In this presentation we will not go into toys that use electricity,
since that is many. Anything that uses a
battery is electronic. Video games need the physics of electricity to work.
Slide 10. Magnetism
·
North and South like each other,
they attract. North and North or South and South repel each other
Slide 11.
Light
·
Another
type of toy uses light. What do you use to see yourself in the morning?
(mirror). When you look in the mirror you see yourself because light bounce off
you and then bounces off the mirror and into your eye. Your brain makes sense of
the light you see reflecting off the mirror.
·
Briefly
mention refraction (light bending) and diffraction (light spreading out) as
other ways light waves can move.
·
Optical
illusions that you see in a Fun House uses light.
·
Electromagnetism is Electricity, and Magnetism, and it includes Light. Toys that
use electromagnetism are relatively new, they only became mass produced a few
decades ago.
Slide 13.
Gravity
·
Gravity
is a different force. Most of the toys you experimented with worked with
gravity. On earth we experience gravity all the time.
Slide 14. Gravity
·
Gravity
on earth attracts objects toward the center. Mention Sir Isaac Newton (3rd
law). If we throw a ball on earth what happens? Gravity would pull it back down.

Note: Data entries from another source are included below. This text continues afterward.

PR #300, opened 2020-09-07
Fix lerna publication to NPM

NSeydoux:
Instead of looking into the `package.json` based on the tag, lerna was trying to do something smart, but which doesn't match our pipeline. This flag enforces it to behave the way we expect.


pmcb55 (approved):
LGTM

PR #302, opened 2020-09-08
oidc-client-js is exported by oidc-dpop-client-browser

NSeydoux:
oidc-dpop-client-browser re-exports oidc-client-js so that consuming libraries don't have to manage the two dependencies separately, since the functions we expose will likely be related to the ones in oidc-client-js.


packages/browser/README.md
```diff
@@ -1,97 +1,11 @@
...
-
-The `solid-client-authn` libraries are compatible with [NSS](https://github.com/solid/node-solid-server/releases/tag/v5.3.0) 5.3.X and higher.
-
-## Documentation
-
-- [Using the libraries from within the browser](./docs/browser.md)
-- [Inrupt documentation Homepage](https://docs.inrupt.com/)
+`solid-client-authn-browser` is based on [`oidc-client-js`](https://github.com/IdentityModel/oidc-client-js). 
+However, the latter lacks some features that are necessary to provide the developer
+experience we specifically want for the Solid ecosystem, so we developped
```
Vinnl, line 10:
```suggestion
experience we specifically want for the Solid ecosystem, so we developed  
```

packages/browser/README.md
```diff
@@ -1,97 +1,11 @@
...
-The `solid-client-authn` libraries are compatible with [NSS](https://github.com/solid/node-solid-server/releases/tag/v5.3.0) 5.3.X and higher.
-
-## Documentation
-
-- [Using the libraries from within the browser](./docs/browser.md)
-- [Inrupt documentation Homepage](https://docs.inrupt.com/)
+`solid-client-authn-browser` is based on [`oidc-client-js`](https://github.com/IdentityModel/oidc-client-js). 
+However, the latter lacks some features that are necessary to provide the developer
+experience we specifically want for the Solid ecosystem, so we developped  
+[`oidc-dpop-client-browser`](../oidc-dpop-client-browser/README.md) to add these features.
```
Vinnl, line 11: The README is also visible on npmjs.com, for example, where a relative link won't work.

```suggestion
[`oidc-dpop-client-browser`](https://www.npmjs.com/package/@inrupt/oidc-dpop-client-browser) to add these features.
```

packages/oidc-dpop-client-browser/package.json
```diff
@@ -0,0 +1,37 @@
+{
+  "name": "@inrupt/oidc-dpop-client-browser",
+  "version": "0.0.1",
+  "description": "A module extending oidc-client-js with new features, such as dynamic client registration and DPoP support.",
+  "homepage": "https://github.com/inrupt/solid-client-authn-js/packages/oidc-dpop-client-browser/",
```
Vinnl, line 5: I think this is what you meant:

```suggestion
  "homepage": "https://github.com/inrupt/solid-client-authn-js/tree/master/packages/oidc-dpop-client-browser/",
```

That said, maybe it's better to just not include the `homepage` property, since there's not much more there to find.

packages/oidc-dpop-client-browser/package.json
```diff
@@ -0,0 +1,37 @@
...
+    "format": "prettier --write \"src/**\" \"__tests__/**\"",
+    "licenses": "license-checker --production --failOn \"AGPL-1.0-only; AGPL-1.0-or-later; AGPL-3.0-only; AGPL-3.0-or-later; Beerware; CC-BY-NC-1.0; CC-BY-NC-2.0; CC-BY-NC-2.5; CC-BY-NC-3.0; CC-BY-NC-4.0; CC-BY-NC-ND-1.0; CC-BY-NC-ND-2.0; CC-BY-NC-ND-2.5; CC-BY-NC-ND-3.0; CC-BY-NC-ND-4.0; CC-BY-NC-SA-1.0; CC-BY-NC-SA-2.0; CC-BY-NC-SA-2.5; CC-BY-NC-SA-3.0; CC-BY-NC-SA-4.0; CPAL-1.0; EUPL-1.0; EUPL-1.1; EUPL-1.1;  GPL-1.0-only; GPL-1.0-or-later; GPL-2.0-only;  GPL-2.0-or-later; GPL-3.0; GPL-3.0-only; GPL-3.0-or-later; SISSL;  SISSL-1.2; WTFPL\"",
+    "test": "npm run lint && npm run licenses && npm run test-unit",
+    "test-unit": "jest --coverage --verbose --passWithNoTests",
+    "build-api-docs": "npx typedoc --out docs/api/source/api",
+    "build-docs-preview-site": "npm run build-api-docs; cd docs/prose; make html; cd ../api; make html; cd ../; rm -r dist || true; mkdir -p dist/prose dist/api; cp -r prose/build/html/. dist/prose/; cp -r api/build/html/. dist/api/; echo 'Draft documentation: <a href=\"./prose/\">Prose</a>, <a href=\"./api/\">API docs</a>.' >> dist/index.html"
```
Vinnl, line 24: Given that we don't want to be responsible for a generic OIDC library, are we even going to have documentation for this? (Probably not, given that TypeDoc is not even listed as a dependency :) )

packages/oidc-dpop-client-browser/rollup.config.js
```diff
@@ -0,0 +1,32 @@
...
+      format: "cjs",
+    },
+    {
+      file: pkg.module,
+      format: "esm",
+    },
+    {
+      dir: "umd",
+      format: "umd",
+      name: "LitSolidCore",
```
Vinnl, line 18:
```suggestion
      name: "OidcDpopClient",
```

.gitignore
```diff
@@ -86,3 +86,6 @@ packages/**/docs/prose/build/
 packages/**/docs/api/build/
 packages/**/docs/api/source/api/
 packages/**/docs/dist/
+
+# Rollup-built code
+umd/
```
Vinnl, line 91: Shouldn't `packages/**/dist` and `packages/**/umd` also need to be in here?

packages/oidc-dpop-client-browser/tsconfig.json
```diff
@@ -0,0 +1,14 @@
+{
+  "extends": "../../tsconfig.build.json",
+
+  "compilerOptions": {
+    "lib": ["es2018", "dom"],
+    "outDir": "./dist"
+  },
+
+  "typedocOptions": {
+    "out": "website/docs/api/oidc-dpop-client-browser"
```
Vinnl, line 10: Likewise w.r.t. API docs.

Vinnl (approved):

.gitignore
NSeydoux: As I understand it correctly, `umd/` matches the directories that `packages/**/umd` would match, but it's more generic. 
> frotz/ matches frotz and a/frotz that is a directory
from https://git-scm.com/docs/gitignore.

I don't have a strong opinion on this, but I can change it if that makes it clearer. And `dist/` is already present upper in the file: if I change to `packages/**/umd`, i'll consistently change to `packages/**/dist` as well.

packages/oidc-dpop-client-browser/package.json
NSeydoux: Yeah I wasn't sure if it should be included or not. I ended up including it and having the target file link back to the root of the repository, so that one could get context, but since `oidc-dpop-client-browser` isn't really meant for wide public adoption anyway maybe I'll just remove it.

packages/oidc-dpop-client-browser/package.json
NSeydoux: I wasn't sure about this either. I figured we might still want to build a docs website in case people with a very specific use case end up requiring to contribute to the library. `TypeDoc` is not in the dependencies because it's in the devDependencies of the high-level library. You'll notice that `jest` isn't a dependency either, and yet I was able to run `npm run test` in the submodule folder (not from the top level).

packages/oidc-dpop-client-browser/rollup.config.js
NSeydoux: That's not the first time this happens ^^

.gitignore
Vinnl: Nope you're right, I don't think there will be any `umd` folder anywhere that we _do_ want to include, so just the op-level definition is fine then if that works.

PR #304, opened 2020-09-08
Added codesandbox to PRs

NSeydoux:
This adds a code sandbox to PRs, with a small web app performing login and authenticated fetch.

# Checklist


.codesandbox/sandbox/src/App.js
```diff
@@ -0,0 +1,100 @@
+import React, { useState, useEffect } from "react";
+import {
+  Session as AuthSession,
+  getClientAuthenticationWithDependencies
+} from "@inrupt/solid-client-authn-browser";
+
+// const REDIRECT_URL = "https://podpecker.zwifi.eu"
+// const REDIRECT_URL = "http://localhost:3000";
+const REDIRECT_URL = "https://ycos2.csb.app/";
```
Vinnl, line 9: I don't think this will work, given that a new sandbox is created for every PR. Possibly just `window.location`?

.codesandbox/ci.json
```diff
@@ -0,0 +1,3 @@
+{
+  "sandboxes": ["/.codesandbox/sandbox"]
```
Vinnl, line 2: If the examples in the browser package still exist, possibly you could just reuse those. But a separate demonstration works as well of course.

Vinnl (approved):
LGTM. Don't forget to set up [the GitHub app](https://github.com/apps/codesandbox) if you haven't already (see [docs](https://codesandbox.io/docs/ci)).

.codesandbox/ci.json
NSeydoux: The examples still exist, but I actually wanted to replace that code with the one featured in this PR eventually: the React hooks make the code much cleaner, both for `useEffect` and `useState`. 

Also for some reason that I didn't take the time to investigate yet, the parcel bundler complains about missing dependencies that don't prevent webpack from building the examples, so I'm not sure the exact same code would run in both contexts.

.codesandbox/sandbox/src/App.js
NSeydoux: Good idea, `window.location` does the trick. Implemented in 812e598c79760c20176484d92b3ee1eb219c788f.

Would the same thing happen on the moon? The lowered gravity would allow it to
travel further before being pulled down.
Slide 15.
Different Type of Balls and Gravity
·
Balls
are designed to resist gravity. This is done by putting spin on the ball (think
gyroscope and antigravity).
·
Footballs are thrown so that they spin, What does a quarterback in football know
about how to make the ball go farther - spinning motion of a football to
reinforce concept of antigravity.
·
Basketballs also are thrown with spin, soccer
balls have flat surfaces so that there is a good surface to kick, and baseballs
have a cork core surrounded by twine so that they are very dense and can travel
further
Slide 16.
Gears
·
Physics
explains the world around us.
Mechanics uses an understanding of physics to move or create work.
·
Gears
transfer motion and force from one rotating shaft to another.
·
Gears is
an example of producing movement.
Robots are an example of a design to produce movement.
Slide 17.
Design of Structures
·
Review
with students that larger items are also designed
by engineers using the principles of physics .
·
Go over
each of the items and the principles they use.
·
When
they take Physics in high school it will help them understand the principles
more.
Slide 18. Gears
·
When you
ride a bike you push on the petal with your foot, and a chain and gears helps
you make the tires move and you go forward.
·
Can demonstrate the jack-in-the box and music box again
Slide 19. Design of
Play Structures
·
Remind students that physics explains the real world.
·
When they go to the playground have them look around and see how they work and
to remember and engineer or scientists designed them.